Task description
Look through the material below and copy exactly the lines from the line with "All fine, but" to the line with "This is also", those two lines included.

Provided material
= = = = = = =

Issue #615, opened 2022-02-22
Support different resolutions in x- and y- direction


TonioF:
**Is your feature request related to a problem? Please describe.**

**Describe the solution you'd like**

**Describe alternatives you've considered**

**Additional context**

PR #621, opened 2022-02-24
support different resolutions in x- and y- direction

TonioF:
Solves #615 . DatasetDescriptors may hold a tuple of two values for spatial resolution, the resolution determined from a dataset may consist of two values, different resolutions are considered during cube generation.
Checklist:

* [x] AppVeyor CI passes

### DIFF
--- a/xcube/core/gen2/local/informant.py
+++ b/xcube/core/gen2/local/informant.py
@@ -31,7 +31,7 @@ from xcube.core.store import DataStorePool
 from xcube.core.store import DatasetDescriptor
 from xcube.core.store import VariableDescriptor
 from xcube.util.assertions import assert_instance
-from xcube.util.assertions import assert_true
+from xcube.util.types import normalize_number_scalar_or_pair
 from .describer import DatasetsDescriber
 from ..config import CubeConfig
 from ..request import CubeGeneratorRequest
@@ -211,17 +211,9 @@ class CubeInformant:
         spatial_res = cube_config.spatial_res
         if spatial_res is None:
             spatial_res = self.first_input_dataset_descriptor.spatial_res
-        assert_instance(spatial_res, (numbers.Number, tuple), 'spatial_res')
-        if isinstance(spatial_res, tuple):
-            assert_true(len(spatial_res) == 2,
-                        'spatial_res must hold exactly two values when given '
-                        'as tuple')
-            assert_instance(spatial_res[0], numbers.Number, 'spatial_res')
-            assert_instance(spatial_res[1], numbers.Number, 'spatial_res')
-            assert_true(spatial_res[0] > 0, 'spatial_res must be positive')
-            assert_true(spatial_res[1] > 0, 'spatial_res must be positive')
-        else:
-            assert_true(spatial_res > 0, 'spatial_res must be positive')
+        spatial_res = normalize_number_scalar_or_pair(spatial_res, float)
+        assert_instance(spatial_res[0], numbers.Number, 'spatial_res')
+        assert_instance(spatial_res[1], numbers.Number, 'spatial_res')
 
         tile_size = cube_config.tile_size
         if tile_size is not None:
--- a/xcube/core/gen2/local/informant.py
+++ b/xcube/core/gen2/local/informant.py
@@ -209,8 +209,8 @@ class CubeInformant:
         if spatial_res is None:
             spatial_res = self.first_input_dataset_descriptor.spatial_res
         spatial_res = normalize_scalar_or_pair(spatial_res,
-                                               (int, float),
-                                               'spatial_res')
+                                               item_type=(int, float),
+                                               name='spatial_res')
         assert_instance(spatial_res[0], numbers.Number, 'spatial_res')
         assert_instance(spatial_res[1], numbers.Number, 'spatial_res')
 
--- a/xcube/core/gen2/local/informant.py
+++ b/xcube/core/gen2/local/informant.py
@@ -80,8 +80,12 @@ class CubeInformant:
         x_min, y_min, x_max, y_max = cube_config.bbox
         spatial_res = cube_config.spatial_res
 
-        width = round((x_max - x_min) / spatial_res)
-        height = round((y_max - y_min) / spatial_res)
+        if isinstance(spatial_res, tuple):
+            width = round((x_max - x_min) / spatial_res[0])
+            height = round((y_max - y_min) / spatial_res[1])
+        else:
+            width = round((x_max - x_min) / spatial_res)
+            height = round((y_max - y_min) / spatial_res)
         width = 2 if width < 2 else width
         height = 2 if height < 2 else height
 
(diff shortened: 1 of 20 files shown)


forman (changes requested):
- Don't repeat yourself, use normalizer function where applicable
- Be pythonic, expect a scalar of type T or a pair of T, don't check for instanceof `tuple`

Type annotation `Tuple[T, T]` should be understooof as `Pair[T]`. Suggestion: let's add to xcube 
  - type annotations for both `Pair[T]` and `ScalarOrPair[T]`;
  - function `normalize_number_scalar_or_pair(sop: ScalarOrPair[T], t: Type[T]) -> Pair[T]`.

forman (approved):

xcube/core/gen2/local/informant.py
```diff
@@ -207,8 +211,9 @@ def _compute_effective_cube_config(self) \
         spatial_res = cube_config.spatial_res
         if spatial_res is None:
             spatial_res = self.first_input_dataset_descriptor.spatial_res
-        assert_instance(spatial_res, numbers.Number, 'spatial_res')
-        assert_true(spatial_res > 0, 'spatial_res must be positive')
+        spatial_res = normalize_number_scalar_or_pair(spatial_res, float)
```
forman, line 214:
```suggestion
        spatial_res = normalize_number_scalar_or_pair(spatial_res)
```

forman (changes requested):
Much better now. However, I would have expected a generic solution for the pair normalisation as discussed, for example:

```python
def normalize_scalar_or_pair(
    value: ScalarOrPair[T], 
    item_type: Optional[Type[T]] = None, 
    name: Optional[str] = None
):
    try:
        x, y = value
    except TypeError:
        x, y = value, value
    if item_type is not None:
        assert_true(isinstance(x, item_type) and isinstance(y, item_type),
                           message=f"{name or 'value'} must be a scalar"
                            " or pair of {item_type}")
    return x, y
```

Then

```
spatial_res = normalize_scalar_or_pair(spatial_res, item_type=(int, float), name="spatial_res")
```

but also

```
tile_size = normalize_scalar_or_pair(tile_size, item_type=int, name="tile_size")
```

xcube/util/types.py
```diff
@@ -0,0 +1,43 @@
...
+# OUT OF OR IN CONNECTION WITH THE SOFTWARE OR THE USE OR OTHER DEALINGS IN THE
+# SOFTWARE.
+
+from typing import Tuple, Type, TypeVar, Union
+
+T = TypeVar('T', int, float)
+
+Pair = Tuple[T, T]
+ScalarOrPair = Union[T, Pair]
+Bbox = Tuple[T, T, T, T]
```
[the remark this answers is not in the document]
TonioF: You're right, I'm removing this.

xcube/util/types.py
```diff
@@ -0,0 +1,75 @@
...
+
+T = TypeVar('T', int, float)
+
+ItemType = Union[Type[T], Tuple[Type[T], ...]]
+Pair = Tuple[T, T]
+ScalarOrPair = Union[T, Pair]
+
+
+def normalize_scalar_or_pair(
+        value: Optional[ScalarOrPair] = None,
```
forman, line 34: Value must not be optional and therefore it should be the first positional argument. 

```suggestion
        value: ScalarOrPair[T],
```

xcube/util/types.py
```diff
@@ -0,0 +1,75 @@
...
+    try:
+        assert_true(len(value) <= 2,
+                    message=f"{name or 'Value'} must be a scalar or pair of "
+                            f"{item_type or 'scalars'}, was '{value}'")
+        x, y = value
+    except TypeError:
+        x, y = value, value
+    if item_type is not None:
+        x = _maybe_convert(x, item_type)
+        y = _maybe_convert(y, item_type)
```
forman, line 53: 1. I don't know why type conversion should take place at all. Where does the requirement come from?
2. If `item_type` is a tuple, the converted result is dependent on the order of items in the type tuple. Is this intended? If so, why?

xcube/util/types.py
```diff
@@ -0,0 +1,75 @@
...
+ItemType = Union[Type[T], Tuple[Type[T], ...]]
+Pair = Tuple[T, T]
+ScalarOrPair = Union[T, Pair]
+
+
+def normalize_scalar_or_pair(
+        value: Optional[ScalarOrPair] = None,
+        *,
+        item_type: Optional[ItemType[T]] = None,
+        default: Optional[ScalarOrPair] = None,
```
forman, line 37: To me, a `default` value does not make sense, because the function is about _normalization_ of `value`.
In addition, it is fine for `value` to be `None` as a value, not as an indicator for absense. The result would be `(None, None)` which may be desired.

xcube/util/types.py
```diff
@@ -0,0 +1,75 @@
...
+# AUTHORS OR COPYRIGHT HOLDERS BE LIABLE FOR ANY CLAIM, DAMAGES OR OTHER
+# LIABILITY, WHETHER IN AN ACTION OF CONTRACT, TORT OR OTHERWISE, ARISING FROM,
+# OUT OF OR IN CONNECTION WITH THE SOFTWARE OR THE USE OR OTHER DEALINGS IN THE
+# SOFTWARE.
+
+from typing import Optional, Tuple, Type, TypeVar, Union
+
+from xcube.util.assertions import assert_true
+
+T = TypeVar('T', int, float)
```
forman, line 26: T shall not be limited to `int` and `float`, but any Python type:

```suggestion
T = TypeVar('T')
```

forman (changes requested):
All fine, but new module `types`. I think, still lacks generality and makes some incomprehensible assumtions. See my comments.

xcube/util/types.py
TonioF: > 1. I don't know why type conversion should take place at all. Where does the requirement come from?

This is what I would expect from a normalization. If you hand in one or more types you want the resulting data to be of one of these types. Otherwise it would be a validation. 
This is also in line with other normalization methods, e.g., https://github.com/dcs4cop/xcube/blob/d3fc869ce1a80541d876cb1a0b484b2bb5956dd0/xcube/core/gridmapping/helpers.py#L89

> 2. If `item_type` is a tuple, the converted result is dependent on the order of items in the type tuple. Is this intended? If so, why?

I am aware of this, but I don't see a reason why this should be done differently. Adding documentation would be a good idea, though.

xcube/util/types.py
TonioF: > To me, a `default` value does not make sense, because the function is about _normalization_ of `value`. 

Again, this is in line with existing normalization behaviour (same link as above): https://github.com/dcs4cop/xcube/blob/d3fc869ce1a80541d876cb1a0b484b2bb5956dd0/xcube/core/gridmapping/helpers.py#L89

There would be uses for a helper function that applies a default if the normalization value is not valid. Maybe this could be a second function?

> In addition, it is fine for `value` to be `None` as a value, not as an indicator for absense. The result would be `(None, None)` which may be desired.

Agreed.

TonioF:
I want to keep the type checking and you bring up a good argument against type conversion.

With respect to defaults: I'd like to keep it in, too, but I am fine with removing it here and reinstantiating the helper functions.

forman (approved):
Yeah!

= = = = = = =

Output for this exercise
All fine, but new module `types`. I think, still lacks generality and makes some incomprehensible assumtions. See my comments.

xcube/util/types.py
TonioF: > 1. I don't know why type conversion should take place at all. Where does the requirement come from?

This is what I would expect from a normalization. If you hand in one or more types you want the resulting data to be of one of these types. Otherwise it would be a validation. 
This is also in line with other normalization methods, e.g., https://github.com/dcs4cop/xcube/blob/d3fc869ce1a80541d876cb1a0b484b2bb5956dd0/xcube/core/gridmapping/helpers.py#L89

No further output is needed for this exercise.